PR #260, opened 2021-07-27
Background Images AP

emcelroy:
PT Story: https://www.pivotaltracker.com/story/show/178990327

[#178990327]

These changes allow Activity Player to use the new `background_image` property in activities and sequences to set a background image for the resources' pages. 

Related LARA changes are at https://github.com/concord-consortium/lara/pull/728

### DIFF
--- a/src/components/app.tsx
+++ b/src/components/app.tsx
@@ -236,12 +236,8 @@ export class App extends React.PureComponent<IProps, IState> {
                                  ? activityIndex + 1
                                  : undefined;
     sequenceActivity !== undefined && setQueryValue("sequenceActivity", sequenceActivity);
-    const backgroundImage = sequence?.background_image
-                              ? sequence.background_image
-                              : activity.background_image
-                                ? activity.background_image
-                                : undefined;
-    if (backgroundImage !== undefined) {
+    const backgroundImage = sequence?.background_image || activity.background_image;
+    if (backgroundImage) {
       setAppBackgroundImage(backgroundImage);
     }
 
--- a/src/components/app.tsx
+++ b/src/components/app.tsx
@@ -8,7 +8,8 @@ import { IntroductionPageContent } from "./activity-introduction/introduction-pa
 import { Footer } from "./activity-introduction/footer";
 import { ActivityLayouts, PageLayouts, numQuestionsOnPreviousPages,
          enableReportButton, setDocumentTitle, getPagePositionFromQueryValue,
-         getSequenceActivityFromQueryValue, getSequenceActivityId } from "../utilities/activity-utils";
+         getSequenceActivityFromQueryValue, getSequenceActivityId,
+         setAppBackgroundImage } from "../utilities/activity-utils";
 import { getActivityDefinition, getSequenceDefinition } from "../lara-api";
 import { ThemeButtons } from "./theme-buttons";
 import { SinglePageContent } from "./single-page/single-page-content";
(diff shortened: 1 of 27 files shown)


src/components/app.tsx
```diff
@@ -235,6 +236,15 @@ export class App extends React.PureComponent<IProps, IState> {
                                  ? activityIndex + 1
                                  : undefined;
     sequenceActivity !== undefined && setQueryValue("sequenceActivity", sequenceActivity);
+    const backgroundImage = sequence?.background_image
+                              ? sequence.background_image
+                              : activity.background_image
+                                ? activity.background_image
+                                : undefined;
+    if (backgroundImage !== undefined) {
```
mklewandowski, line 244: Safer as `if (backgroundImage) {` since then we'll also skip cases where it is null, empty string, etc.

src/components/sequence-introduction/sequence-introduction.tsx
```diff
@@ -14,6 +15,10 @@ interface IProps {
 export const SequenceIntroduction: React.FC<IProps> = (props) => {
   const { sequence, username, onSelectActivity } = props;
   setQueryValue("sequenceActivity", "0");
+  const backgroundImage = sequence?.background_image ? sequence.background_image : undefined;
+  if (backgroundImage !== undefined) {
```
mklewandowski, line 19: Safer as `if (backgroundImage) {` since then we'll also skip cases where it is null, empty string, etc.

src/components/sequence-introduction/sequence-introduction.tsx
```diff
@@ -14,6 +15,10 @@ interface IProps {
 export const SequenceIntroduction: React.FC<IProps> = (props) => {
   const { sequence, username, onSelectActivity } = props;
   setQueryValue("sequenceActivity", "0");
+  const backgroundImage = sequence?.background_image ? sequence.background_image : undefined;
```
mklewandowski, line 18: Should be safe to just write `const backgroundImage = sequence?.background_image;` with the change below to the next line.

src/components/app.tsx
```diff
@@ -235,6 +236,15 @@ export class App extends React.PureComponent<IProps, IState> {
                                  ? activityIndex + 1
                                  : undefined;
     sequenceActivity !== undefined && setQueryValue("sequenceActivity", sequenceActivity);
+    const backgroundImage = sequence?.background_image
+                              ? sequence.background_image
+                              : activity.background_image
+                                ? activity.background_image
+                                : undefined;
```
mklewandowski, line 243: You can collapse all of this into a single line if you also make the change on the line below.  The above only needs to be `const backgroundImage = sequence?.background_image || activity.background_image;`

mklewandowski (approved):
👍 LGTM!  I added some code suggestions to make the code a little shorter and to make the check for background images a little looser to catch all falsey values (undefined, null, "", etc.).

src/components/app.tsx
emcelroy: Thanks for the great suggestions. I've made all these changes.

scytacki (approved):
looks good to me

src/utilities/activity-utils.ts
```diff
@@ -133,8 +133,10 @@ export const getLinkedPluginEmbeddable = (page: Page, id: string) => {
 
 export const setAppBackgroundImage = (backgroundImageUrl?: string) => {
   const gradient = "linear-gradient(to bottom, #fff, rgba(255,255,255,0), rgba(255,255,255,0))";
-  const el = document.querySelector(".app") as HTMLElement;
-  el?.style.setProperty("background-image", backgroundImageUrl || gradient);
+  const el = document.querySelector("#app") as HTMLElement;
```
emcelroy, line 136: @mklewandowski @scytacki I made another small change to line 136 that I think should be harmless, but please take a quick look and let me know if you see any issues.

When the background image was set on the `.app` element, the image wouldn't always reach the bottom of the browser window.  So I changed it to apply the background to the `#app` element.

mklewandowski (approved):
👍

########

*REQUIRED WORK:*
Line by line, write out the whole listing exactly.

*SOLUTION TO THIS EXERCISE:*
PR #260, opened 2021-07-27
Background Images AP

emcelroy:
PT Story: https://www.pivotaltracker.com/story/show/178990327

[#178990327]

These changes allow Activity Player to use the new `background_image` property in activities and sequences to set a background image for the resources' pages. 

Related LARA changes are at https://github.com/concord-consortium/lara/pull/728

### DIFF
--- a/src/components/app.tsx
+++ b/src/components/app.tsx
@@ -236,12 +236,8 @@ export class App extends React.PureComponent<IProps, IState> {
                                  ? activityIndex + 1
                                  : undefined;
     sequenceActivity !== undefined && setQueryValue("sequenceActivity", sequenceActivity);
-    const backgroundImage = sequence?.background_image
-                              ? sequence.background_image
-                              : activity.background_image
-                                ? activity.background_image
-                                : undefined;
-    if (backgroundImage !== undefined) {
+    const backgroundImage = sequence?.background_image || activity.background_image;
+    if (backgroundImage) {
       setAppBackgroundImage(backgroundImage);
     }
 
--- a/src/components/app.tsx
+++ b/src/components/app.tsx
@@ -8,7 +8,8 @@ import { IntroductionPageContent } from "./activity-introduction/introduction-pa
 import { Footer } from "./activity-introduction/footer";
 import { ActivityLayouts, PageLayouts, numQuestionsOnPreviousPages,
          enableReportButton, setDocumentTitle, getPagePositionFromQueryValue,
-         getSequenceActivityFromQueryValue, getSequenceActivityId } from "../utilities/activity-utils";
+         getSequenceActivityFromQueryValue, getSequenceActivityId,
+         setAppBackgroundImage } from "../utilities/activity-utils";
 import { getActivityDefinition, getSequenceDefinition } from "../lara-api";
 import { ThemeButtons } from "./theme-buttons";
 import { SinglePageContent } from "./single-page/single-page-content";
(diff shortened: 1 of 27 files shown)


src/components/app.tsx
```diff
@@ -235,6 +236,15 @@ export class App extends React.PureComponent<IProps, IState> {
                                  ? activityIndex + 1
                                  : undefined;
     sequenceActivity !== undefined && setQueryValue("sequenceActivity", sequenceActivity);
+    const backgroundImage = sequence?.background_image
+                              ? sequence.background_image
+                              : activity.background_image
+                                ? activity.background_image
+                                : undefined;
+    if (backgroundImage !== undefined) {
```
mklewandowski, line 244: Safer as `if (backgroundImage) {` since then we'll also skip cases where it is null, empty string, etc.

src/components/sequence-introduction/sequence-introduction.tsx
```diff
@@ -14,6 +15,10 @@ interface IProps {
 export const SequenceIntroduction: React.FC<IProps> = (props) => {
   const { sequence, username, onSelectActivity } = props;
   setQueryValue("sequenceActivity", "0");
+  const backgroundImage = sequence?.background_image ? sequence.background_image : undefined;
+  if (backgroundImage !== undefined) {
```
mklewandowski, line 19: Safer as `if (backgroundImage) {` since then we'll also skip cases where it is null, empty string, etc.

src/components/sequence-introduction/sequence-introduction.tsx
```diff
@@ -14,6 +15,10 @@ interface IProps {
 export const SequenceIntroduction: React.FC<IProps> = (props) => {
   const { sequence, username, onSelectActivity } = props;
   setQueryValue("sequenceActivity", "0");
+  const backgroundImage = sequence?.background_image ? sequence.background_image : undefined;
```
mklewandowski, line 18: Should be safe to just write `const backgroundImage = sequence?.background_image;` with the change below to the next line.

src/components/app.tsx
```diff
@@ -235,6 +236,15 @@ export class App extends React.PureComponent<IProps, IState> {
                                  ? activityIndex + 1
                                  : undefined;
     sequenceActivity !== undefined && setQueryValue("sequenceActivity", sequenceActivity);
+    const backgroundImage = sequence?.background_image
+                              ? sequence.background_image
+                              : activity.background_image
+                                ? activity.background_image
+                                : undefined;
```
mklewandowski, line 243: You can collapse all of this into a single line if you also make the change on the line below.  The above only needs to be `const backgroundImage = sequence?.background_image || activity.background_image;`

mklewandowski (approved):
👍 LGTM!  I added some code suggestions to make the code a little shorter and to make the check for background images a little looser to catch all falsey values (undefined, null, "", etc.).

src/components/app.tsx
emcelroy: Thanks for the great suggestions. I've made all these changes.

scytacki (approved):
looks good to me

src/utilities/activity-utils.ts
```diff
@@ -133,8 +133,10 @@ export const getLinkedPluginEmbeddable = (page: Page, id: string) => {
 
 export const setAppBackgroundImage = (backgroundImageUrl?: string) => {
   const gradient = "linear-gradient(to bottom, #fff, rgba(255,255,255,0), rgba(255,255,255,0))";
-  const el = document.querySelector(".app") as HTMLElement;
-  el?.style.setProperty("background-image", backgroundImageUrl || gradient);
+  const el = document.querySelector("#app") as HTMLElement;
```
emcelroy, line 136: @mklewandowski @scytacki I made another small change to line 136 that I think should be harmless, but please take a quick look and let me know if you see any issues.

When the background image was set on the `.app` element, the image wouldn't always reach the bottom of the browser window.  So I changed it to apply the background to the `#app` element.

mklewandowski (approved):
👍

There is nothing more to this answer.